Ah, poverty... Garrett looked around the animal pens, correcting himself, the animal laboratory, and shed a sympathetic tear for himself. According to the orthodox experimental design method, this number of experimental animals would need to be doubled at least, but...
He could barely afford it.
Even if he could afford it, there were not enough hands to take care of them. Even if there were enough hands, there weren’t so many people to measure the temperature of each animal one by one...
Ah, no wonder those who develop new drugs are big companies. When his status rises in the future, he must ask the Magic Council for a research group specifically to help him raise experimental animals...

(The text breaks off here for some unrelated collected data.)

PR #197, opened 2020-12-13
input: to be able to have several directories and files

sybilin:
Currently in the inputs list if a directory is in first position the following inputs are ignored. The PR allows to have several directories or files in input, in any order. All input files and files in directories will be taken into account.

For example if we have : -i dir1 file1 dir2 file2
the files taken into account will be file1, file2 and all relevant files from dir1 and dir2


master-of-zen:
@sybilin Thanks :1st_place_medal:

PR #198, opened 2020-12-14
remove unnecessary proj.outputs_filenames()

sybilin:
The call to proj.outputs_filenames() is useless since it is already before called in create_project_list()


master-of-zen:
@sybilin :1st_place_medal:

PR #199, opened 2020-12-15
remove unnecessary write_scenes_to_file

sybilin:
Those write_scenes_to_file are never called since the case with project.scenes is handled in the previous if in split_routine


master-of-zen:
@sybilin :medal_sports:

PR #205, opened 2020-12-24
Actions: Test baseline and target_quality for all encoders

luigi311:
Update the matrix to test baseline and target_quality on all encoders but svt-vp9 and vvc. To add more flags that needs to be tested on all encoders you need to add it name:[] and then create an include for it with just the same name and the flag for it.


master-of-zen:
@luigi311 best :1st_place_medal:

PR #206, opened 2021-01-09
Qencoder compatibility patch

natis1:
Add ffmpeg splitting, add --quiet to stop tqdm from loading, make scenedetect and tqdm not strictly required, add setup-minimal for av1an-minimal, a version with much fewer deps, when using --quiet av1an exposes the number of frames that have been encoded

### DIFF
--- a/av1an/manager/Counter.py
+++ b/av1an/manager/Counter.py
@@ -1,5 +1,10 @@
 from multiprocessing.managers import BaseManager
-from tqdm import tqdm
+has_tqdm = 1
+try:
+    from tqdm import tqdm
+except ImportError:
+    has_tqdm = 0
+
 
 def Manager():
     """
@@ -19,7 +24,7 @@ class Counter:
         self.initial = initial
         self.left = total - initial
         self.current = 0
-        self.use_tqdm = use_tqdm
+        self.use_tqdm = (use_tqdm and has_tqdm)
         if use_tqdm:
             self.tqdm_bar = tqdm(total=self.left, initial=0, dynamic_ncols=True, unit="fr", leave=True, smoothing=0.01)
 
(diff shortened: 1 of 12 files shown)


av1an/manager/Counter.py
```diff
@@ -1,5 +1,10 @@
 from multiprocessing.managers import BaseManager
-from tqdm import tqdm
+has_tqdm = 1
```
master-of-zen, line 2: yeah, this can be prettier

setup-minimal.py
```diff
@@ -0,0 +1,34 @@
+import setuptools
+
+REQUIRES = [
+    'numpy',
+    'psutil',
+    'scipy',
+    'matplotlib',
```
master-of-zen, line 7: do we really need matplotlib?

av1an/scenedetection/pyscene.py
```diff
@@ -3,10 +3,14 @@
...
-from scenedetect.video_manager import VideoManager
-from scenedetect.frame_timecode import FrameTimecode
+scenedetect = 1
+try:
+    from scenedetect.detectors import ContentDetector
+    from scenedetect.scene_manager import SceneManager
+    from scenedetect.video_manager import VideoManager
+    from scenedetect.frame_timecode import FrameTimecode
+except ImportError:
+    scenedetect = 0
```
n9Mtq4, line 13: use True/False here too

av1an/scenedetection/aom_kf.py
```diff
@@ -8,7 +8,11 @@
 from subprocess import PIPE, STDOUT
 
 import cv2
-from tqdm import tqdm
+has_tqdm = 1
+try:
+    from tqdm import tqdm
+except ImportError:
+    has_tqdm = 0
```
n9Mtq4, line 15: True/False

natis1:
Actually using true/false is suboptimal. the recommended way according to pycharm is to set the thing you would be importing to a None type, which I am doing now.

n9Mtq4 (approved):

master-of-zen:
@natis1 :1st_place_medal:

PR #207, opened 2021-01-09
Support vmaf 2.0

n9Mtq4:
Fixes vmaf validation error: vmaf 2.0 has some minimum video resolution that caused validation to fail on working configurations.


n9Mtq4:
Done in 287f213918b30a7e32937306a6c890655825729d

PR #208, opened 2021-01-09
Zero pad first pass file with 1 chunk

n9Mtq4:
Fixes an issue with first pass reuse on 1 chunk.


master-of-zen:
@n9Mtq4 :1st_place_medal:

PR #213, opened 2021-01-19
Docker

luigi311:
This will add a docker image that is built via github actions and published to the repo owners dockerhub account under the name av1an. This will also allow users to build their own via 
```
docker build -t "av1an" .
```
You will need to create a dockerhub account and a token and put them in the repository secrets settings. This still needs documentation to be added and hopefully others can suggest edits to make the image smaller as it is currently 6GB


master-of-zen:
@luigi311 🥇🥇🥇🥇🥇🥇🥇🥇🥇🥇🥇🥇🥇🥇

PR #225, opened 2021-02-06
Update readme, use johnvansickle ffmpeg build

luigi311:
Update readme to fix word splitting on docker command

Format readme using remark

Use johnvansickles ffmpeg build, fixes issues with ffmpeg crashing causing all encodes to fail


master-of-zen:
@luigi311 🥇

PR #226, opened 2021-02-07
Changed default args on SVTAV1

Felixkruemel:
SVT-AV1's Docu only specifies using -q instead of --qp. This change was introduced with the introduction of crf based encoding instead of fixed qp.

Changed the value in the default args to match that.


master-of-zen:
@Felixkruemel 👍

PR #228, opened 2021-02-10
Docker: Use luigi311/encoders-docker, Update readme, update actions

luigi311:
Docker:
 - The docker image will now be based on luigi311/encoders-docker where all the encoders and other tools are built so the docker build github action doesnt take forever.

README:
 - Updated docker readme information to include :latest tag and --rm to prevent stale images
 - Added descriptions for all the available tags 

Actions:
 - Cleanup dependencies since the base image contains almost everything
 - Add vs chunking test
 - Use python setup.py install as pip install -r requirements was broken
 - Cat av1an log for success and failures
 - Will now tag with latest, master, #.## and sha-###### to allow users to backtrack to a previous version if necessary

### DIFF
--- a/.github/workflows/tests.yml
+++ b/.github/workflows/tests.yml
@@ -85,10 +85,17 @@ jobs:
           tree -a
 
   docker:
-    runs-on: ubuntu-latest
-    needs: validate
+    runs-on: ubuntu-18.04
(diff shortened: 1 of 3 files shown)


master-of-zen:
@luigi311 :1st_place_medal:

PR #1079, opened 2025-07-15
Add score-based enhanced extra splits method

### LINKED ISSUE #1035: [Feature Request] Split Video Scenes at Highest-Ranked Threshold by Scene Method Instead of Even Splits
Currently if a scene is longer than specified by extra splits in av1an, av1an will split the scenes till it is under the specified limit. This however can cause splits in awkward or illogical places like in the middle of a purely static scene or in a lot motion shot. This is more pronounced when encoding drawn content line anime that does not have constant moment or camera shake.

shssoichiro:
The goal of this change is to improve the locations chosen for extra splits, rather than being exactly in the middle, to being weighted based on a combination of scenecut cost and distance from the middle.

This fixes the distance calculation from the previous version.

Closes #1035

### DIFF
--- a/Cargo.toml
+++ b/Cargo.toml
@@ -9,8 +9,11 @@ once_cell = "1.8.0"
 path_abs = "0.5.1"
 tracing = "0.1"
 
-[profile.dev.package.av-scenechange]
-opt-level = 3
+[profile.dev.package."*"]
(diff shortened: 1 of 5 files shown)


shssoichiro:
Okay attempt 2 let's go

PR #1089, opened 2025-07-17
Fix: Absolut Path generation on Linux when using dgdecnv

Tyr3al:
Hi,

this small PR fixes an issue, that occurs when using dgdecnv on a linux system (Arch Linux 6.15.5-arch1-1 in my case). When starting av1an like this `av1an -i test.mkv -o output.mkv -m dgdecnv`, av1an crashes with a file not found error:

> Error: No such file or directory (os error 2)

After checking av1an with strace -f, I could see that av1an was trying to access the temp directory at a point in time, when it was not created yet.

Stepping through the code, I could pin point it to the  `to_absolute_path` method, that uses `path.canonicalize()` under linux. This method does not seem to work on files (or directories) that are non-existant. Unfortunately, `to_absolut_path` is called in `vapoursynth.rs` for dgdecnv before the temp directories have been created. 

Instead of changing the order of initialization i just removed the inline function and changed the code to use `absolute(path)` for all operating systems. This function seems to work just fine under linux.

Checklist:

- [x] Run cargo check
- [x] Run cargo clippy
- [X] Run cargo +nightly fmt
- [x] Run cargo build
- [x] Run cargo test

### DIFF
--- a/av1an-core/src/util.rs
+++ b/av1an-core/src/util.rs
@@ -1,9 +1,7 @@
 #[cfg(test)]
 mod tests;
 
-use std::{
-    path::{ Path, PathBuf},
-};
+use std::path::{Path, PathBuf};
 
 /// Count the number of elements passed to this macro.
 ///
--- a/av1an-core/src/scene_detect.rs
+++ b/av1an-core/src/scene_detect.rs
@@ -1,10 +1,11 @@
 use std::{
     collections::BTreeMap,
     io::{IsTerminal, Read},
+    path::absolute,
     process::{Command, Stdio},
     thread,
 };
-use std::path::absolute;
+
 use anyhow::bail;
 use av_decoders::{DecoderError, DecoderImpl, VapoursynthDecoder, Y4mDecoder};
 use av_scenechange::{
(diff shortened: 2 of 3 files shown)


shssoichiro:
Thanks! You'll need to run cargo fmt with the nightly compiler. If you're using rustup you can do this using `cargo +nightly fmt`

Tyr3al:
@shssoichiro Thanks for the hint. I've run fmt in nightly mode and pushed the result.

av1an-core/src/util.rs
```diff
@@ -139,12 +136,3 @@ pub fn read_in_dir(path: &Path) -> anyhow::Result<impl Iterator<Item = PathBuf>>
         })
     }))
 }
-
-#[inline]
-pub(crate) fn to_absolute_path(path: &Path) -> io::Result<PathBuf> {
-    if cfg!(target_os = "windows") {
-        absolute(path)
-    } else {
-        path.canonicalize()
```
shssoichiro, line 148: I don't know why we were doing this... tbh the Rust docs should just have a big warning on the `canonicalize` function that says DO NOT USE THIS 😆

PR #1105, opened 2025-08-02
Bugfix: Exit target quality if bounds are meet

Thomasedv:
From Discord discussion. 

Av1an can underflow the min q values when a lot of probes are used, and the target metric fails to reach the desired quality even at low.

### DIFF
--- a/av1an-core/src/target_quality.rs
+++ b/av1an-core/src/target_quality.rs
@@ -256,7 +256,7 @@ impl TargetQuality {
             }
 
             // Ensure quantizer limits are valid
-            if lower_quantizer_limit > upper_quantizer_limit {
+            if lower_quantizer_limit >= upper_quantizer_limit {
                 log_probes(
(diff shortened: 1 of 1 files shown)


emrakyz:
Your PR is wrong.
This doesn't fix the actual underflow issue. It only changes when to exit the loop. The underflow still happens when computing next_quantizer - 1 when next_quantizer is 0.

- Start with lower_quantizer_limit = 0, upper_quantizer_limit = 70
- If scores keep being too low (below target range), the upper limit keeps decreasing
- Eventually, next_quantizer becomes 0
- When score is still below target, it tries 0 - 1 which underflows
- This causes the subsequent predict_quantizer calls to return huge values

Your PR doesn't fix it:
- The arithmetic underflow still occurs before the bounds check
- When lower = upper, it's still valid to probe that exact value, exiting is not a good idea
- The problem is the unchecked subtraction, not the loop exit condition

PR #1108, opened 2025-08-06
feat: add quarter-step CRF support & cleanups

emrakyz:
- Quarter-step CRF will be supported by `x264`, `x265` and `svt-av1`
- Especially `x26*` encoders will heavily benefit from the additional accuracy / speed
- Runtime detection of SVT-AV1 quarter-step support via test encoding
- Cache quarter-step capability check using `OnceLock`
- Maintain backward compatibility with mainline SVT-AV1
- Remove obsolete SVT-AV1 version check and legacy parsing


BoatsMcGee:
I see no reason to remove the already existing support for older SVT versions - even if most people aren't using it any longer. I would understand dropping support if there was never any checking to begin with but in this case the work was already done to keep supporting it and maintaining that functionality is as cheap as it gets. Furthermore, we have already discussed several times that this same functionality needs to be expanded for other versions of SVT where the highest Preset changed or the usage of `-lp` changed in SVT 3.0.0. Both of these are known issues we planned to address eventually. Addressing them uses the functions removed in this PR

Some snippets from me discussing expansion of these functions:
> Well, that's unfortunate. We could handle this in 2 ways:
> * Change the `const MAXIMUM_SPEED_SVT_AV1: u8 = 12;` to `const MAXIMUM_SPEED_SVT_AV1: u8 = 10;` - this is lazy and would introduce unexpected behavior for users who are still using older encoder builds
> * Add a `const MAXIMUM_SPEED_SVT_AV1_3_1: u8 = 10;` and handle accordingly after parsing the version

> ... I did notice this was an issue but since SVT clamps the value silently it wasn't that much of a problem.
> We should make a match arm specifically for ^3.X.X when the `--lp` changes were introduced. ...

If we decide to start working on the above issues then we'll have to restore that code regardless.

It also looks like you accidentally committed some log files so you may need to add those paths to the `.gitignore` and remove them from the PR.

av1an-core/src/encoder/mod.rs
```diff
@@ -732,89 +711,23 @@ impl Encoder {
                 "--kf-max-dist=9999"
             ],
             Self::svt_av1 => {
-                if *USE_OLD_SVT_AV1 {
```
BoatsMcGee: I don't see a technical reason to remove this feature.

shenef:
SVT-AV1 3.1 brought back presets 11 and 12 in `--rtc` mode:
https://gitlab.com/AOMediaCodec/SVT-AV1/-/merge_requests/2452

av1an-core/src/encoder/mod.rs
emrakyz: Not technical; yes. It's cleanup. I think we even need to remove more code. They can be added when needed.

"old" svt-av1 mentioned here is before v0.9.0 meaning years ago.

I really think the support should be stopped. Even huge corps drop support for this "old".

A better idea would be to remove all version / max preset types of checks and functionality because they add no functionality to av1an itself. It's a script. We need to let the encoder handle its own validation.

If something is not as universal (such as a default parameter that is not included in other versions); just remove that default parameter since it's not universal.

My idea in mind is to even remove the quarter step checking after mainline adds it in a release version. 

It's simply a "works always, fails fast principle".

So my idea is:
- av1an orchestrates encoding workflows, encoders handle their own parameter validation
- If there's an incompatibility, encoders fail immediately with clear error messages
- Don't try to be clever about version differences
- Only use default parameters/features that work
- When encoders change, users update encoders, not av1an

Maintainability:
- No complex version detection logic that becomes stale
- No conditional code paths based on encoder versions
- Easier to reason about and debug
- Fewer edge cases and corner cases to handle
- More predictable behavior
- Less surface area for bugs
- Clear, immediate feedback when something is wrong
- No "it works on my machine" issues due to version-specific workarounds

BoatsMcGee: Av1an has validation for specific encoders outside of what's been removed here so claiming validation is not a part of Av1an or its responsibilities is inaccurate. It's used for the benefit of the user and in ensuring reliability. The validation isn't unnecessary either, it prevents Av1an from using the wrong parameters because it wouldn't have knowledge of the encoder version. Presumably, the older SVT parameters were either necessary or at least highly recommended and that is why that code exists. Some parameters used in newer SVT versions may not be accepted by the older version so we need some knowledge of the encoder version in order to know which set of parameters to use. It's very likely we simply cannot assume that 1 set of parameters works across all versions which is why this code was added in the first place. There's no good reason to remove that code - it's at best trading developer convenience for more runtime debugging. This code isn't inconvenient anyway, nor does it become stale - it's just a very simple version parser. Versions don't change their behavior so the logic relying on semver information can't become stale. Removing that information doesn't help with debugging either unless the user is willing to provide their encoder information in addition to their debug logs - which from my experience so far we rarely get unprompted. Rather, that version information should be presented in the `--version` and in the debug logs to help with debugging because there is no guarantee that the encoder error contains the version if it is even captured in the first place. Removing that information doesn't make it easier to debug either because if it was behaving unexpectedly and we have no information about the version then it would be more guesswork - not less.

Dropping support for an older encoder version would make sense if there were security concerns or keeping it prevents adding functionality or the work to support it isn't worth the effort. That isn't that case here as there are no security concerns for older SVT versions that I'm aware of, this PR isn't affected by the existence of the parser, and the effort was already made so removing it just erases that functionality with no improvement or replacement. If the feature was a work in progress then stopping development and removing the incomplete feature would make sense but that's not the case here either. And the expansion of that exact code is necessary to address previously reported issues so this is actually removing what is planned to be the basis for future fixes and features.

If we move all responsibility of encoder validation to the encoder itself and the end-user, then you could also argue that there is no need to make any distinction in which encoder is being used as the user would be responsible for ensuring their `--video-params` are appropriate for their `--encoder-binary SvtAv1EncApp`. However, that's not the case for Av1an as it does need and use that information in its logic. Until just recently, the CPU-Used/Speed/Preset value for Target Quality probes was set based on this logic. If that logic were removed, the value would be inaccurate. I have discussed plans to return that functionality for a different purpose so removing the version information would make that feature impossible along with the other fixes and features mentioned.

> When encoders change, users update encoders, not av1an

This would make sense if Av1an bundled encoders, did not use the System binaries, did not allow custom binaries, and specified that Av1an only works with specific versions. However, that's not the case here either and I would wager many users are not using the absolute latest binaries - not even the recent 3.x.x SVT binaries which introduced breaking API changes that require Av1an to use this exact function to provide good input.

There is no improvement to feedback when this information is removed. That reason doesn't apply to this situation. Nor does "it works on my machine" because the lack of version-specific parameters means it works for fewer environments than it did before. Before, we had support for older SVT and now we don't. That is not an improvement. That is a regression.

You cannot claim this change makes Av1an always work because the logic removed was originally there to increase the chances that Av1an will work by supporting 2 different APIs. 1 size does not fit all which is why we need this functionality. Additionally, you cannot call a feature removal "cleanup" because "cleanup" is typically used for removing unused/dead code.

emrakyz: I think both of our reasons are valid.

But the code can be adapted to whatever method is used. I really think even removing all encoder specific behavior is possible and they could be applied differently without requiring hard checks or breaking compatibility. But of course, it's not the goal of this PR.

I can for now add them back.

What I said shouldn't have been taken as is though. What I propose was something gradual: Remove everything in av1an that makes decisions based on a specific version. Things can be handled in easier ways.

We now have zones, overrides, --probing-video-params, and video params. ALL should be handled by the user completely freely. av1an shouldn't do anything by its own.

Well, I even dislike this PR of my own since it requires checking for quarter steps. This also could have been handled differently (even with an alternative param or an encoder path) but current av1an can make things more complex then it should be.

emrakyz:
@shenef 

Yes and it's out of context for av1an and I reverted it.

av1an-core/src/encoder/mod.rs
BoatsMcGee: Please move the feature removals into a separate PR so they can be evaluated in isolation. I haven't tested anything but the rest of PR looks fine and shouldn't be held up because you decided to bundle multiple changes into a single PR. 

Av1an cannot perform some of its functions without knowing the encoder version. Even more so for future planned functionality/fixes. I see no alternative for this particular code. The existing function was already as simple as it gets and the value is cached in a static variable so there's no performance concerns about running the validation multiple times each time the information is requested. Please offer your better alternative in that PR instead so we can evaluate it.

I don't understand; If you're adamant that there's a better way to do it, then why didn't you demonstrate that with a better replacement in this PR instead of just outright removing it? There's no need to rush these changes - especially when you are already aware that we're currently focusing on bugfixes and QoL improvements in preparation for the next release.

> Zones, overrides, video params

The version check doesn't affect users who are using those features. It's for the users who *don't* provide them because `--video-params` isn't a required parameter, it's an option. Av1an needs to know what the appropriate defaults are for a given version in order to use them without encountering an error. Av1an also doesn't explicitly tell users they can modify the Scenes JSON `.zone_overrides` value and it doesn't validate those values anyway so there's no concern for Av1an over-validating things for that.

If you're advocating for removing all Av1an validation then the program would become less reliable and less convenient. I just added necessary validation for Zones for added Target Quality parameters. Removing that validation would mean that the user would run Scene Detection and start encoding before encountering an error that Av1an would have caught beforehand and prevented from occurring in the first place. Imagine you're that user who is trying to debug why it's crashing when it's encoding, you would have to somehow realize that VMAF wasn't enabled for your FFmpeg based on reading the debug log - assuming you know how to and are remotely interested in doing so. There's also no guarantee that FFmpeg would provide a useful output or error message that makes it obvious. Assuming so would be naive.

Again, I have to recommend making multiple PRs and limiting scope. It's fine if you want to perform cleanups and refactors but you shouldn't be forcing them at the same time as you're adding features. Merging PRs are an all or nothing affair, maintainers can't cherry-pick changes.

shssoichiro:
Looks fine to me, let's see what useless comments Copilot has

av1an-core/src/encoder/mod.rs
```diff
@@ -86,35 +125,40 @@ pub(crate) fn parse_svt_av1_unprocessed_tokens(output: &[u8]) -> Option<Vec<Stri
...
-        let out = if output.stdout.is_empty() {
-            output.stderr
-        } else {
-            output.stdout
-        };
-        // assume an old version of SVT-AV1 if the version and unprocessed tokens failed
-        // to parse, as the format for v0.9.0+ should be the same
-        parse_svt_av1_unprocessed_tokens(&out).is_none_or(|tokens| tokens.is_empty())
+            Command::new("SvtAv1EncApp")
+                .args(["-i", test_file.to_str()?, "--crf", "50.75", "-b", NULL])
```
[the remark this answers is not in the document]
shssoichiro: Copilot... you are stupid.

av1an-core/src/target_quality.rs
```diff
@@ -158,28 +158,34 @@ impl TargetQuality {
...
                     _ => target,
                 },
                 self.interp_method,
+                step,
             )?;
 
             if let Some((quantizer, score)) = quantizer_score_history
                 .iter()
-                .find(|(quantizer, _)| *quantizer == next_quantizer)
+                .find(|(quantizer, _)| *quantizer == next_quantizer as f32)
```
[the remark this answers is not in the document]
shssoichiro: These might actually be true since we changed the return type of `predict_quantizer`. @emrakyz can you verify? Surprised clippy did not trigger on these though.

Garrett added another reason to strive for an upgrade. Holding a notebook, Priest Matthew measured the animal’s temperature once, and he recorded it next to him:
"Wild rabbit No. 12, temperature 39... Hmm, 39.2 degrees, normal appetite, normal spirit, normal defecation, no abnormal secretions in the eyes, nose, or mouth, good health... Why do I have to measure if I already told you this rabbit is normal?"
"We still have to measure!—Besides, how can you guarantee it’s definitely normal?!"
"I can communicate with it! Servants of the God of Nature can do that—No, you can’t?!"
"Um..."
Garrett, who is seriously partial to science, didn’t know anything else about the skills of a Nature God’s priest... besides healing arts.